ChatGPT related, part three.
I really haven’t been able to keep up with much of the technical mechanics of all the different “large language models” everyone is so rightly interested in these days. Therefore, my opinions here might not be fair to the widespread idea that the interesting recent “AI” model outputs we’re seeing, arise from “unexpected” and emergent phenomena, once these models are scaled up to the tens of billions in their number of tunable parameters. The story, as I have it, is that harvesting all the text on the public internet, as well as other various sources of text, and using this text data to train models of word prediction—i.e. predicting the next 1–3 most likely words that historically would come next—and then scaling up these models in size, afforded by using selective attention mechanisms, is responsible for significantly improved word prediction accuracy, or lengthening the distance into the future words predicted to appear in a sentence or paragraph. The important scientific claim being that these models “somehow” jump from “just” predicting words, to intelligently applying knowledge learned from predicting words to shape functional roles for those words, effectively bootstrapping a recurrent process of incremental “semi-supervised” improvement using feedback from the iterated predictions. That’s roughly what I think is the dominant narrative about what is happening with these models.
I think that’s probably true a bit. But, I think there’s a less exciting interpretation, or alternative hypothesis at least, that might be generously garnered from Noam Chomsky’s comments on this topic. I admit that I’m conjecturing all this from ridiculously truncated soundbites that I vaguely remember from a couple months ago, but ignorance also excusably facilitated by little obstacles like New York Times paywalls for example. His stance appeared to me to fit a classic pattern of needlessly cantankerous and cryptic positions, but, positions that are also very easy to misunderstand, and that have previously become honeypots for intellectuals that underestimate how well Chomsky usually covers his bases. I believe he referred to these “LLM” models as producing types of glorified plagiarism, or something like that. As nobody has the time to look into the nuance of statements like these, that don’t seem to directly address the central issue of “emergent” language entities, probably nobody has looked into the matter further, and just moved on. “Chomsky is getting old, and last I came across him he seemed to be late in understanding the Ukraine situation, so he must be just babbling or something due to age, so I’ll just see what’s up on Tik Tok again”, someone might say upon seeing the issue come up derisively in r/machinelearning or Scott Aaronson’s blog. As I say though, it is my experience that Chomsky often has a safe, wise, conclusion in mind when he says something easily perceived as provocative. Even with his Ukraine opinions, one could say he had a responsibility to be last on board with anything, so he wasn’t wrong at all about being very skeptical about what was happening with that.

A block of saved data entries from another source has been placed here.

PR #190, opened 2017-04-06
Global attention

jsenellart-systran:
possibility to disable attention using `-attention none` and introduce the 3 types of global attention from Luong 2015


onmt/utils/MemoryOptimizer.lua
```diff
@@ -13,6 +13,7 @@ local protectOutput = {
 local protectInput = {
   'nn.Linear',
   'nn.JoinTable',
+  'JoinReplicateTable',
```
guillaumekln: I think this should be `onmt.JoinReplicateTable`.

onmt/modules/JoinReplicateTable.lua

In this case of recent LLM performance, I think one could connect his seeming dismissiveness to some of his previous “infuriating” positions on the topic of our “cognitive limits”. Nobody likes that topic I find, because it doesn’t feel like it could possibly feel mentally stimulating to study something that immediately is impossible to study. But what if GPT, scaled up an order of magnitude, is really just exceptionally good at plagiarism, like he’s saying? Where we as individuals just don’t know all the different writings there have been on millions of topics, so we just can’t really see the plagiarism, unless on a topic we’re intimately familiar with? Our individual cognitive limit is exceeded in this case, so we’re inclined to see magic, but it’s just plagiarism. Thus, the “babbling” about cognitive limits matters.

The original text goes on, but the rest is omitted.